→ RECORDS FOR PROCESSING
PR #470, opened 2025-08-28
Dqlite: Fix TLS handshake errors

### LINKED ISSUE #398: TLS handshake error regression
Hi, it looks that https://github.com/canonical/go-dqlite/pull/381 caused a regression starting from `go-dqlite` `v3.0.1`. `v3.0.0` seems to be not affected.
As it got backported into `v2` in https://github.com/canonical/go-dqlite/commit/1d1fe51f66858f85fbb4c78096023aae06aae59d, it also affects the `v2.0.1` LTS (and all the Micro* LTS releases as they use Microcluster v2 which uses `go-dqlite@v2.0.1`).

I started to notice that the following errors appear in MicroCloud (potentially also in other Micro* products using Microcluster) from time to time, sometimes more frequently:

`2025/08/26 10:46:47 http: TLS handshake error from 127.0.0.1:56144: EOF`

Sometimes they already appear when forming the cluster, sometimes they just appear throughout the lifetime of the cluster.
As far as I could see through the testing, its only printed on the current leader. 

To confirm it's caused by this PR, I have checked out `v3.0.2` and reverted commit https://github.com/canonical/go-dqlite/commit/bddbf20759568cbe8930038c7d7c3368c55af180. Running Microcluster using this modified version of `go-dqlite@v3.0.2` doesn't anymore produce the error.

This comment in the original file caught my attention as it potentially describes exactly this type of error message:

```
// The new context will be cancelled when we successfully connect
// to the leader. The original context will be used only for net.Dial.
// Motivation: threading the cancellation through to net.Dial results
// in lots of warnings being logged on remote nodes when our probing
// goroutines disconnect during a TLS handshake.
```

Please let me know if I can provide more details.

roosterfish:
See https://github.com/canonical/go-dqlite/issues/398 for reference.
Closes https://github.com/canonical/go-dqlite/issues/398.

Microcluster's custom dial function passed into `go-dqlite` might cause TLS handshake errors on the target members in case the context passed into the dial function is cancelled early on. That might be the case when a leader was already found, so all the other parallel connection attempts to the other members are cancelled.
Whilst this is not a functional issue we should have extra handling to prevent seeing those error messages in the Microcluster daemon logs.

Furthermore the passed context's deadline is now used properly. Setting it whilst using the same context the deadline is coming from doesn't bring much value.
In addition a potential leak of the request's response body is fixed.

### DIFF
--- a/internal/daemon/daemon.go
+++ b/internal/daemon/daemon.go
@@ -4,6 +4,7 @@ import (
 	"context"
 	"fmt"
 	"io"
+	"log"
 	"net/http"
 	"os"
 	"path/filepath"
@@ -498,6 +499,7 @@ func (d *Daemon) initServer(resources ...rest.Resources) *http.Server {
 	return &http.Server{
 		Handler:     mux,
 		ConnContext: request.SaveConnectionInContext,
+		ErrorLog:    log.New(newLogFilter(state.Remotes().Addresses), "", 0),
 	}
 }
 
--- a/internal/daemon/logfilter.go
+++ b/internal/daemon/logfilter.go
@@ -1,0 +1,65 @@
+package daemon
+
+import (
+	"regexp"
+
+	"github.com/canonical/lxd/shared/logger"
+
+	"github.com/canonical/microcluster/v3/rest/types"
+)
+
+// logFilter represents a filter for log messages caused by known addresses.
+type logFilter struct {
+	knownAddresses func() map[string]types.AddrPort
+}
+
+// newLogFilter returns a new instances of the log filter.
+// It expects a slice of known addresses for which log messages will get filtered.
+func newLogFilter(knownAddresses func() map[string]types.AddrPort) *logFilter {
+	return &logFilter{
+		knownAddresses: knownAddresses,
+	}
+}
+
+// unwantedLogRegex represents log texts whose presence will cause log messages to be filtered out.
+var unwantedLogRegex = regexp.MustCompile(`^http: TLS handshake error from (.*):[0-9]+: EOF$`)
+
+// Write filters the given log message p and checks whether or not it contains any
+// of the unwanted log messages.
+// If there is a match, a debug message is logged with the unwanted log message
+// In all other cases the message is logged using the actual logger.
+func (l logFilter) Write(p []byte) (int, error) {
+	strippedLog := l.stripLog(p)
+	if strippedLog == "" {
+		return 0, nil
+	}
+
+	logger.Info(strippedLog)
+	return len(p), nil
+}
+
+// stripLog strips the log message to determine whether or not its unwanted.
+func (l logFilter) stripLog(p []byte) string {
+	// Get the source IP address.
+	match := unwantedLogRegex.FindSubmatch(p)
+	var sourceIP string
+	if match != nil {
+		if match[1] != nil {
+			sourceIP = string(match[1])
+		}
+	}
+
+	logStr := string(p)
+
+	// Discard the log if the source is in our list of known addresses.
+	if sourceIP != "" {
+		for _, knownAddress := range l.knownAddresses() {
+			if knownAddress.Addr().String() == sourceIP {
+				logger.Debug("Filtered out unwanted log text", logger.Ctx{"text": logStr})
+				return ""
+			}
+		}
+	}
+
+	return logStr
+}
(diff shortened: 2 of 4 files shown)


tomponline:
If deadline is zero, does WithDeadline never cancel or immediately cancel?

roosterfish:
> If deadline is zero, does WithDeadline never cancel or immediately cancel?

I got rid of this part in the changes. But I guess it will never cancel as deadline is zero. So it's the same as setting no deadline.

roosterfish:
@markylaing let's talk this through during our 1:1 next week.

internal/daemon/logfilter.go
```diff
@@ -0,0 +1,43 @@
...
+import (
+	"log"
+	"strings"
+
+	"github.com/canonical/lxd/shared/logger"
+)
+
+// logBlacklist represents log texts whose presence will cause log messages to be filtered out.
+var logBlacklist = []string{
+	"http: TLS handshake error from",
```
markylaing: I think we should do a quick review of the errors that are logged by the go stdlib http server to ensure we aren't going to prevent logging other unexpected errors with this prefix. We might need to be a little more restrictive in the blacklist as LXD does with the regexp filtering

roosterfish: As discussed earlier I'll validate how feasible it is to use the list of known cluster members so we only filter out error messages from our own members, but not from external clients talking to the API.

roosterfish: Pushed the necessary changes.

I found that the prefix/newline stripping we are using in LXD's equivalent to this isn't required so I didn't include it. Also I have simplified the regex for the exact error message we are facing in this case.
Let me know what you think.

internal/daemon/daemon.go
```diff
@@ -495,9 +496,19 @@ func (d *Daemon) initServer(resources ...rest.Resources) *http.Server {
...
+	// Collect a list of known addresses from all the remotes.
+	// This is useful to be able to filter out log messages from specific members based on their source address.
+	for _, remoteAddress := range state.Remotes().Addresses() {
+		knownAddresses = append(knownAddresses, remoteAddress)
+	}
+
 	return &http.Server{
 		Handler:     mux,
 		ConnContext: request.SaveConnectionInContext,
+		ErrorLog:    log.New(newLogFilter(knownAddresses), "", 0),
```
markylaing: Just for my understanding: When a new member joins or when a member is removed, is the http server restarted? E.g. will this list of known addresses always be correct?

roosterfish: Good catch, no it won't get restarted. Looks like the log filter needs to query for the addresses on demand.

roosterfish: Fixed. Also got rid of an obsolete extra loop to craft a slice of addresses which isn't anymore required. Before I was using strings to represent the addresses but have decided to use the `AddrPort` type directly for convenience.

internal/daemon/daemon.go
```diff
@@ -498,6 +499,7 @@ func (d *Daemon) initServer(resources ...rest.Resources) *http.Server {
 	return &http.Server{
 		Handler:     mux,
 		ConnContext: request.SaveConnectionInContext,
+		ErrorLog:    log.New(newLogFilter(state.Remotes().Addresses), "", 0),
```
markylaing, line 502: Last question - is calling `state.Remotes().Addresses()` expensive? I worry that if something causes the http server to spam logs we'll have trouble accessing the truststore.

IIRC this acquires a read lock on the truststore, which should be fine especially since a write lock is only acquired for infrequent trust store changes.

roosterfish: You are right with the locks. I was also checking this code path before to be sure it's not too expensive. Inside `Addresses` there is a loop which creates the map and then releases the lock again.

roosterfish:
@markylaing when you are happy with the PR please leave it open and don't merge it yet. 
Whilst this fixes the error message we are seeing, I found we could maybe use a different method on `go-dqlite` to get to the leader which maybe won't cause those error messages on the target side. Testing this right now.

markylaing (approved):
LGTM thanks :partying_face:

roosterfish:
What I have mentioned in [this](https://github.com/canonical/microcluster/pull/470#issuecomment-3244611789) comment isn't a full alternative unfortunately. However we could think about using `go-dqlite`'s `FindLeader` instead of `Leader` to reuse an existing connection to the leader. This also reduces the likelihood of the error message we are trying to fix here, but doesn't remove it completely.

I'll add another PR for this and will merge this one now.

→ WHAT YOU SHOULD DO
Out of the records above, pull the lines that include the word "appear".

→ EXPECTED OUTPUT
I started to notice that the following errors appear in MicroCloud (potentially also in other Micro* products using Microcluster) from time to time, sometimes more frequently:
Sometimes they already appear when forming the cluster, sometimes they just appear throughout the lifetime of the cluster.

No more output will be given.